In the population with a CPS ≥ 10, the addition of pembrolizumab significantly reduced the risk of death by 27%, reflecting almost a 7-month difference between the arms. Benefits were far less pronounced in the other two assessed populations. Median overall survival was 17.6 months vs 16.0 months for the CPS ≥ 1 group (HR = 0.86; P = .0563 [not significant]) and 17.2 vs 15.5 months, respectively, in the intention-to-treat group (HR = 0.89; 95% CI = 0.76–1.05 [not tested]).

For the group that had a CPS ≥ 10, a landmark analysis conveyed the clear benefit of adding pembrolizumab. At 18 months, within this population, 58.3% of patients treated with pembrolizumab/chemotherapy were alive vs 44.7% of those treated with chemotherapy alone; these rates at 24 months were 48.2% and 34.0%, respectively.
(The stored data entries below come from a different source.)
PR #126, opened 2017-07-14
Added helper methods for writing files to share

mtamassia:
Added 3 helper methods to DiskShare to facilitate uploads:
 public int write(String path, InputStream is, boolean overwrite)
 public int write(String path, java.io.File localFile, boolean overwrite)
 public int write(String path, java.io.File localFile)

### DIFF
--- a/src/main/java/com/hierynomus/smbj/share/DiskShare.java
+++ b/src/main/java/com/hierynomus/smbj/share/DiskShare.java
@@ -36,8 +36,10 @@ import com.hierynomus.smbj.common.SMBApiException;
 import com.hierynomus.smbj.common.SMBBuffer;
 import com.hierynomus.smbj.common.SMBRuntimeException;
 import com.hierynomus.smbj.common.SmbPath;
+import com.hierynomus.smbj.io.InputStreamByteChunkProvider;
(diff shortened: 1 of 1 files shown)


mtamassia:
Apologies for all the Line Break changes triggering the diff to flag all lines. I only added 53 lines of code with the 3 functions...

An update of the progression-free survival data showed the same benefits and hazard ratios as in the second interim analysis. Median progression-free survival for the population with a CPS ≥ 10 was 9.7 months vs 5.6 months (HR = 0.66; 95% CI = 0.50–0.88). In the latest analysis, the objective response rate was improved by 12% with the addition of pembrolizumab, and the disease control rate was improved as well to 65%, she said.

The median duration of response in the population with a CPS ≥ 10 was 12.8 months with pembrolizumab/chemotherapy and 7.3 months with chemotherapy alone. Similar differences between the arms were observed in the CPS ≥ 1 and intention-to-treat populations.

The benefit of the pembrolizumab addition was clear across virtually all subgroups. Although patients with a disease-free interval of less than 12 months appeared to benefit less, that subset was small (65 patients), and the trial was not powered to look for that difference. This finding, therefore, should be interpreted with caution, Dr. Rugo added.

Safety Profile

The final analysis identified no new safety signals. Grades 3 to 5 immune-related toxicities were observed in 5.3% of those given pembrolizumab vs 0% of those given placebo. Immune-mediated adverse events led to discontinuation of therapy in 2.8% vs 0%, respectively. The most common immune-related toxicities were thyroid-related (19.0%), followed by pneumonitis (2.5%). Two patients died of treatment-related toxicity in the pembrolizumab arm (one of pneumonia and the other of acute kidney injury). 

DISCLOSURE: Dr. Rugo has served as a consultant or advisor to Puma Biotechnology, Napo, and Samsung; has received institutional research funding from AstraZeneca, Ayala, Boehringer Ingelheim, Daiichi Sankyo, Genentech, Gilead, Lilly, Merck, Novartis, OBI Pharma, Pfizer, Polyphor, Sermonix, and Seattle Genetics.

REFERENCES

1. Rugo HS, Cortes J, Cescon DW, et al: KEYNOTE-355: Final results from a randomized, double-blind phase III study of first-line pembrolizumab + chemotherapy vs placebo + chemotherapy for metastatic triple-negative breast cancer. ESMO Congress 2021. Abstract LBA16. Presented September 19, 2021.

2. Cortés J, Cescon DW, Rugo HS, et al: KEYNOTE-355: Final results from a randomized, double-blind phase III study of first-line pembrolizumab plus chemotherapy vs placebo plus chemotherapy for metastatic TNBC. Ann Oncol 32:S1289-S1290, 2021.

3. Schmid P, Adams S, Rugo HS, et al: Atezolizumab and nab-paclitaxel in advanced triple-negative breast cancer. N Engl J Med 379:2108-2121, 2018.

4. Cortes J, Cescon DW, Rugo HS, et al: Pembrolizumab plus chemotherapy versus placebo plus chemotherapy for previously untreated locally recurrent inoperable or metastatic triple-negative breast cancer (KEYNOTE-355): A randomised, placebo-controlled, double-blind, phase 3 clinical trial. Lancet 396:1817-1828, 2020.